3.3. Timing and Power Analysis Flow

We conducted a static timing analysis (STA) using Synopsys PrimeTime with the layout netlist and an RC parasitic file that contained the resistance and capacitance values for all of the nets. Then, if the timing was met, we performed a power analysis using PrimeTime. Figure 9 presents the flow of the power and timing analyses. We performed the timing and power analyses using PrimeTime with the layout netlist and the RC parasitic file of each tier. Although existing commercial tools can perform a timing and power analyses for 2D IC design, they cannot handle 3D IC designs. Thus, for the 3D IC analysis, we created a top-level netlist by combining the netlist of the tiers and a top-level RC parasitic file for the TSVs. Then, we merged three parasitic files (two from the two dies and one from the TSVs) into one and used it to perform 3D timing analysis. We also used the combined parasitic files to obtain timing constraints at the die boundary and performed timing optimization. If the timing was met, we conducted a power analysis. Our power comparisons were done in iso-performance. We used the same target clock period during the layout and timing optimization for both the 2D and 3D designs. We used 3.2 ns for the 130-nm and 1.8 ns for the 45-nm 2D and 3D ICs. The clock-tree synthesis for the 3D IC was difficult because no commercial EDA tools are able to fully handle clock trees for 3D ICs. Thus, we treated each tier as if it had its own clock-tree network and then performed clock-tree synthesis separately.

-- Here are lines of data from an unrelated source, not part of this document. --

PR #11081, opened 2026-02-18
VPN-7467 Create non-playstore release

encrypt94:
## Description
Create a release variant that does not rely on Google Play Services (GPS), allowing the app to be published on GitHub and our website so users with devices that do not support GPS can install and use the VPN.

Currently, we rely on Google Play Services only for in-app purchases. This PR updates the build scripts to generate two separate app flavors:
- playstore with IAP enabled
- website with web purchase enabled

**Note: marked as a draft as we need `AndroidAuthenticationListener` from #11036 for this to work properly**

## Reference

  [Jira Issue](https://mozilla-hub.atlassian.net/browse/VPN-7467)

## Checklist
    
### DIFF
--- a/src/networkmanager.cpp
+++ b/src/networkmanager.cpp
@@ -105,7 +105,9 @@ QByteArray NetworkManager::userAgent() {
   {
     QStringList flags;
     flags.append(QString("sys:") + NetworkManager::osVersion());
-    flags.append("iap:true");
+    if (!Feature::get(Feature::Feature_webPurchase)->isSupported()) {
+      flags.append("iap:true");
+    }
 
     QTextStream out(&userAgent);
     out << Constants::NETWORK_USERAGENT_PREFIX << "/"


src/cmake/android.cmake
```diff
@@ -78,3 +78,10 @@ if( ${Qt6_VERSION} VERSION_GREATER_EQUAL 6.4.0)
         ${OPENSSL_LIBS_DIR}/libssl_3.so
     APPEND)
 endif()
+
+option(MZ_ANDROID_WEBSITE_BUILD "Build apk without google play services" OFF)
```
strseb: Just some wording thoughts, maybe Website build is a bit opague? With that enabled, we kinda don't have any propriatary dependencies. 
Maybe foss, foss-android, vanilla-android, no-gps *-build? 

Totally optional tho.

src/feature/featurelist.h
```diff
@@ -238,9 +238,10 @@ FEATURE(webPurchase,           // Feature ID
         FeatureCallback_true,  // Can be flipped off
         QStringList(),         // feature dependencies
         byPlatform({
-            .windows = true,
-            .macos = true,
-            .gnu_linux = true,
+          .windows = true, .macos = true, .gnu_linux = true,
+#if defined(MZ_ANDROID) && defined(MZ_ANDROID_WEBSITE_BUILD)
```
strseb: Nit: you only need to check for MZ_ANDROID_WEBSITE_BUILD, right? Given that implies we're building for android,

src/cmake/android.cmake
encrypt94: I don't have a strong opinion about the name so i'm open to changing. I chose this one after looking at how other foss apps names their flavors, some of them use the distribution channel for naming, even if it’s not always consistent.
Some examples:
- Signal - website, play, github 
- Nextcloud - generic, gplay, huawei 
- Element - gplay, fdroid 
- Conversations - playstore, free 
- Thunderbird (K9) - full, foss 
- OsmAnd - androidFull, gplay(Free|Full), huawei

I went with a Signal-like naming convention because...taste
Let's go with foss

PR #11082, opened 2026-02-18
VPN-7464 Add flag to disable authentication in app in CLI login command

encrypt94:
## Description

The CLI now implements its own authentication flow, independent of Feature_inAppAuthentication. We cannot rely on this feature flag to enable or disable authentication in the CLI because, on desktop, we may want AIA enabled for the CLI while disabled for the GUI.

Additionally, feature flags are loaded asynchronously. In the CLI context, we cannot depend on them since we would need to wait (somehow) for `TaskGetFeatureList` to complete before proceeding.

To avoid this, the CLI AIA flow is now enabled or disabled at compile time by a dedicated flag.  

## Reference

 [Jira Issue](https://mozilla-hub.atlassian.net/browse/VPN-7464)

## Checklist
    
### DIFF
--- a/src/commands/commandlogin.h
+++ b/src/commands/commandlogin.h
@@ -5,8 +5,6 @@
 #ifndef COMMANDLOGIN_H
 #define COMMANDLOGIN_H
 
-#define MZ_CLI_AUTHENTICATION_IN_APP
-
 #include "command.h"
 
 class CommandLogin final : public Command {


src/commands/commandlogin.cpp
```diff
@@ -4,6 +4,9 @@
 
 #include "commandlogin.h"
 
+#ifdef MZ_CLI_AUTHENTICATION_IN_APP
+#  include "authenticationinapp/authenticationinapp.h"
+#endif
```
artfwo, line 9: is MZ_CLI_AUTHENTICATION_IN_APP always going to be defined?

encrypt94: Is is now (in commandlogin.h). The intent of this PR is that once we decide to drop AIA, we'll remove that #define

Issue #8740, opened 2023-12-04
Write a functional test suite for the Mozilla VPN CLI


data-sync-user:
┆Issue is synchronized with this [Jira Task](https://mozilla-hub.atlassian.net/browse/VPN-5981)
┆Reporter: Beatriz Rizental Machado

PR #11096, opened 2026-02-24
VPN-5981 Add functional tests for CLI

encrypt94:
## Description

Add functional tests for the CLI also add `-t` / `--testing` flag to all CLI commands, the flag testing organization name and guardian staging server.

## Reference

[Jira Issue](https://mozilla-hub.atlassian.net/browse/VPN-7190)
#8740 

## Checklist
    
### DIFF
--- a/src/commands/commandlogin.cpp
+++ b/src/commands/commandlogin.cpp
@@ -7,7 +7,6 @@
 #if defined(MZ_CLI_AUTHENTICATION_IN_APP)
 #  include "authenticationinapp/authenticationinapp.h"
 #endif
-#include "authenticationinapp/authenticationinapp.h"
 #include "authenticationlistener.h"
 #include "commandlineparser.h"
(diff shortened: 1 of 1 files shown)


src/commands/commandlogin.cpp
```diff
@@ -4,14 +4,15 @@
 
 #include "commandlogin.h"
 
-#ifdef MZ_CLI_AUTHENTICATION_IN_APP
+#if defined(MZ_CLI_AUTHENTICATION_IN_APP)
 #  include "authenticationinapp/authenticationinapp.h"
 #endif
 #include "authenticationinapp/authenticationinapp.h"
```
artfwo: this is included unconditionally after the conditional include, is one of these unnecessary?

encrypt94: the second include should not be there, thanks for spotting

PR #11114, opened 2026-03-05
VPN-7505 Implement security guidelines for Github actions / 2

encrypt94:
## Description

Implemented security guidelines for Github actions

- Remove deprecated action seanmiddleditch/gha-setup-ninja, ninja is included by default in github actions runner
- Setup dependabot to update github actions on a weekly basis with a cooldown period of 7 days
- Explicitly set permissions to {} when no special permission in required
- Enforce review from MozillaVPN team members of any changes made to .github/ using CODEOWNERS
- Replaced the use of GITHUB_ENV with GITHUB_OUT
- Mitigate oved broad permissions by moving permissions at job level for task gh_pages and i18n_update

## Reference

[Jira Issue](https://mozilla-hub.atlassian.net/browse/VPN-7505)

## Checklist
    
### DIFF
--- a/.github/actions/qt-setup-taskcluster/action.yml
+++ b/.github/actions/qt-setup-taskcluster/action.yml
@@ -1,10 +1,6 @@
 name: Setup Qt
 description: Setup Qt from Taskcluster artifacts
 inputs:
-  dest:
-    description: 'Destination path'
-    required: true
-    default: ${{ github.workspace }}/3rdparty
   toolchain-alias:
     description: 'Taskcluster toolchain alias'
     required: false
@@ -26,6 +22,11 @@ outputs:
 runs:
   using: "composite"
   steps:
+    - name: Set destination path
+      id: set-dest
+      shell: bash
+      run: echo "path=${GITHUB_WORKSPACE}/3rdparty" >> $GITHUB_OUTPUT
+
     - name: Resolve artifact task
       id: resolve
       shell: bash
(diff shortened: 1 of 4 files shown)


mcleinman (approved):
Thanks!

.github/workflows/gh_pages.yaml
```diff
@@ -52,6 +48,7 @@ jobs:
   logviewer:
     name: Add Logviewer
     runs-on: ubuntu-latest
+    permissions: {}
```
fkiriakos07: I think you can set `permissions: {}` on the workflow level instead of each job level to achieve the same thing but I guess it also doesn't hurt to set it on the job level

.github/workflows/macos_tests.yaml
```diff
@@ -46,7 +47,9 @@ jobs:
           ref: main
           sparse-checkout: MacOSX15.5.sdk/
           persist-credentials: false
-      - run: echo "SDKROOT=$(find ${{ github.workspace }}/3rdparty/macos-sdk -name 'SDKSettings.plist' -printf '%h\n')" >> $GITHUB_ENV
+      - name: Set SDK root path
+        id: set-sdkroot
+        run: echo "SDKROOT=$(find ${{ github.workspace }}/3rdparty/macos-sdk -name 'SDKSettings.plist' -printf '%h\n')" >> $GITHUB_OUTPUT
```
fkiriakos07: better to replace github actions expressions with env variables, this is the [reference](https://docs.github.com/en/actions/reference/workflows-and-actions/variables) for available variables in github actions

```suggestion
        run: echo "SDKROOT=$(find ${GITHUB_WORKSPACE}/3rdparty/macos-sdk -name 'SDKSettings.plist' -printf '%h\n')" >> $GITHUB_OUTPUT
```

CODEOWNERS
```diff
@@ -2,6 +2,9 @@
 /src/translations/strings.yaml @flodolo
 /src/translations/extras @flodolo
 
+# GitHub workflows and configuration - Repository team reviews for security
+/.github/ @oskirby @lesleyjanenorton @strseb @mcleinman @artfwo @encrypt94
```
fkiriakos07, line 6: would it be better if y'all have a team to setup here to better manage access, like the `@mozilla-mobile/releng` team below

.github/actions/qt-setup-taskcluster/action.yml
```diff
@@ -65,17 +70,12 @@ runs:
         curl -sSL "${QT6_TOOLCHAIN_URL}" -o ${FILENAME}
         tar -xf ${FILENAME}
 
-    - name: Setup cmake paths
-      if: ${{ inputs.cmake-env == 'true' && runner.os != 'Windows' }}
+    - name: Get CMake prefix path
+      if: ${{ inputs.cmake-env == 'true' }}
+      id: get-cmake-path
       working-directory: ${{ inputs.dest }}/${{ steps.resolve.outputs.toolchain-path }}
```
fkiriakos07: as we discussed on slack, it would be better not to use input parameters to set the working directory and use a fixed location if possible. Input parameters can be set externally and should be assumed not trusted, there is also a risk of path traversal in addition to code injection

PR #11120, opened 2026-03-11
VPN-7459 part 2: iOS VoiceOver improvements

mcleinman:
## Description

After https://github.com/mozilla-mobile/mozilla-vpn-client/pull/11091/, QA kicked this back as it still had issues for Messages and Settings. I've made a more general solution, but also have made it iOS-only. Most of the things I'm changing were done by a former engineer who had done a deep dive into Accessibility, and were needed for Android. I'm hesitant to mess with things that could affect other platforms' accessibility - hence the conservative iOS-only for most of this.

In addition to fixing the "tap to select bottom bar buttons" fixes, I've included a few other things that jumped out at me:
- "Sign Out" button was read twice - once for the label, once for the button
- Settings rows were read twice
- VoiceOver didn't share which bottom bar button was currently selected

## Reference

VPN-7459

## Checklist
    
### DIFF
--- a/nebula/ui/components/MZLinkButton.qml
+++ b/nebula/ui/components/MZLinkButton.qml
@@ -138,7 +138,8 @@ MZButtonBase {
             font.family: fontName
             wrapMode: Text.WordWrap
             opacity: loaderVisible ? 0 : 1
-            Accessible.ignored: !visible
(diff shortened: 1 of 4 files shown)


oskirby (approved):
LGTM

PR #11122, opened 2026-03-12
VPN-7512: Update Linux taskcluster builds

oskirby:
## Description
Updating the Linux builds on taskcluster:
- Remove Ubuntu/Plucy (EOL) and replace it with Ubuntu/Resolute (new LTS).
- Add a taskgraph transform to follow a moving docker image tag (eg: `latest`).
- Replace all the fedora builds with the `fedora:latest` docker image.
- Disable the use of `dh_dwz` as this seems to break with golang 1.25.

## Reference
JIRA Issue: [VPN-7512](https://mozilla-hub.atlassian.net/browse/VPN-7512)
DWZ/Golang issue: [#33204](https://sourceware.org/bugzilla/show_bug.cgi?id=33204)

## Checklist
    
[VPN-7512]: https://mozilla-hub.atlassian.net/browse/VPN-7512?atlOrigin=eyJpIjoiNWRkNTljNzYxNjVmNDY3MDlhMDU5Y2ZhYzA5YTRkZjUiLCJwIjoiZ2l0aHViLWNvbS1KU1cifQ

### DIFF
--- a/linux/debian/rules
+++ b/linux/debian/rules
@@ -39,3 +39,5 @@ override_dh_installinfo:
 
 override_dh_builddeb:
 	dh_builddeb -- -Zgzip
+
+override_dh_dwz:


taskcluster/mozillavpn_taskgraph/transforms/docker_image.py
```diff
@@ -0,0 +1,38 @@
...
+        # Docker Hub API to generate the image tag including the current digest
+        dockerhub_regex = re.compile('{dockerhub:[a-z0-9:]+}')
+        for key, value in task.get("args", {}).items():
+            match = dockerhub_regex.search(value)
+            if match:
+                dh_args = match.group(0)[1:-1].split(':')
+                digest = dockerhub_fetch_digest(dh_args[1], dh_args[2])
+                if digest:
+                    tag = f'{dh_args[1]}:{dh_args[2]}@{digest}'
+                    task["args"][key] = value[0:match.start()] + tag + value[match.end():]
```
bhearsum, line 36: If I understand correctly, digests will now be included in the docker image `FROM` statements, and the digest used will be calculated at decision task time. This will end up having the effect of rebuilding docker images much more often (basically whenever the upstream images rebuild). This might be annoying at times, but I presume the idea is to catch bustage much sooner?

A possible alternative here would be to actually put the digests in the Dockerfiles and have dependabot or renovate bump them for you, which would avoid rebuilds at unfortunate times, but moves away from using a rolling image altogether.

I have no strong feelings either way, I'm mainly writing this to make sure I understand what's going on, and be clear about the tradeoffs.

PR #11153, opened 2026-03-25
Remove Qt Compat Graphic effects

strseb:
## Description
My build with Qt 6.11 fails to create the QML window, due to an error in Qt5 GraphicEffects Compat module. 
it might just be a blip with my build, but i thought thats a good opportunity to replace the old compat module with Qt6 QML Effects.

Note given i'm using RectangularShadow - so we now have MINIMUM reqiurement of Qt 6.9. If we want to avoid that, i probably could also use the multi-effect element, just like the others.


mcleinman:
> This is awesome, I would love to be rid of the Qt5 compat module, but I don't think we can merge this until we drop support for our PPA builds as those are holding us back to Qt 6.2.4 (Jammy) and Qt 6.4.2 (Noble).

@strseb with this, do you want a review now, or should we hold this for a bit?

oskirby:
I think once 2.37.0 is released, we should remove the PPA builds from our CI jobs, which should allow us to move forward with this patch.

mcleinman:
> I think once 2.37.0 is released, we should remove the PPA builds from our CI jobs, which should allow us to move forward with this patch.

PPA builds are now removed from CI.

nebula/ui/compat/CMakeLists.txt
```diff
@@ -4,15 +4,9 @@
...
-    URI compat 
+    URI compat
     STATIC
     RESOURCE_PREFIX /nebula
     QML_FILES
-        qt6/MZColorOverlay.qml
-        qt6/MZLinearGradient.qml
-        qt6/MZRadialGradient.qml
-        qt6/MZRectangularGlow.qml
         qt6/MZAnimatedRingsShader.qml
```
oskirby: If the `MZAnimatedRingsShader` is the only thing left, it doesn't really make sense for this to be its own module anymore. IIUC, this isn't really here as a compatibility QML type anyways it just wound up here as a shader-related thing.

src/ui/qt6winhack.qml
```diff
@@ -4,8 +4,6 @@
 
 // See https://mozilla-hub.atlassian.net/browse/VPN-1894
 
-import Qt5Compat.GraphicalEffects
-import QtGraphicalEffects 1.0
 import Qt.labs.qmlmodels 1.0
```
oskirby: It's probably worth asking the question: Do we still need this file?

oskirby (approved):
Looks good - only some non-blocking comments.

oskirby:
There is also the qt5compat module in `linux/flatpak/org.mozilla.vpn.yml` that can be removed.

Then, we directly connected the clock sources of the top and bottom tiers through a TSV.

4. Experimental Results

4.1. Overall Layout Comparisons

Figure 10 presents the comparisons between the normalized design quality of the 2D and 3D ICs, whose layout snapshots, designed in 130-nm and 45-nm technologies, are shown in Figure 11 and Figure 12, respectively, and whose overall layout results are summarized in Table 6 and Table 7. First of all, we observe that the 3D ICs deliver significant performance improvements over the 2D ICs in their overall metrics: footprint, power, and wire length. The chip footprints are as much as 43% smaller than those of the 2D ICs in both the 130-nm and 45-nm process technology-based 3D ICs. In addition, in the case of the 130-nm process technology-based 3D ICs (3D-MP-130 and 3D-PP-130), the total wire lengths are 14% and 4%, respectively, shorter than those of the 2D IC (2D-130) because of vertical stacking and smaller footprints. We also observe that the total number of buffers of the 3D-MP-130 and 3D-PP-130 are nearly 19% and 18% less than that of the 2D-130, mainly because of shortened wire lengths. As a result, 3D-MP-130 and 3D-PP-130 consume 13% and 7% less power, respectively, than 2D-130. Similarly, the total wire lengths of the 45-nm process technology-based 3D ICs (3D-MP-45 and 3D-PP-45) are 11% and 3% shorter than that of the 2D IC (2D-45); the numbers of buffers are 30% and 35% less than that of 2D-45; and the power consumption of 3D-MP-45 and 3D-PP-45 is 8% and 7% less than that of 2D-45, respectively.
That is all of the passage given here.